A Scaled Conjugate Gradient Algorithm for Fast Supervised Learning

A supervised learning algorithm (Scaled Conjugate Gradient, SCG) with superlinear convergence rate is introduced. The algorithm is based upon a class of optimization techniques well known in numerical analysis as the Conjugate Gradient Methods. SCG uses second order information from the neural network but requires only O(N) memory usage, where N is the number of weights in the network. The performance of SCG is benchmarked against the performance of the standard backpropagation algorithm (BP), the conjugate gradient backpropagation (CGB) and the one-step Broyden-Fletcher-Goldfarb-Shanno memoryless quasi-Newton algorithm (BFGS). SCG yields a speed-up of at least an order of magnitude relative to BP. The speed-up depends on the convergence criterion, i.e., the bigger demand for reduction in error the bigger the speed-up.
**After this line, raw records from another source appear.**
PR #1166, opened 2023-09-13
Add .project to .gitignore

gacholio:
Fixes: [#18133](https://github.com/eclipse-openj9/openj9/issues/18133)


pshipton:
Actually, I should have checked earlier. OpenJ9 doesn't check in a .project file, but it does have the following in the .gitignore file. I think this is what you want instead.
```
/.project
```

gacholio:
Pressed the wrong button, but at least there were no changes.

SCG is fully automated including no user dependent parameters and avoids a time consuming line-search, which CGB and BFGS use in each iteration in order to determine an appropriate step size. Incorporating problem dependent structural information in the architecture of a neural network often lowers the overall complexity. The smaller the complexity of the neural network relative to the problem domain, the bigger the possibility that the weight space contains long ravines characterized by sharp curvature. While BP is inefficient on these ravine phenomena, it is shown that SCG handles them effectively.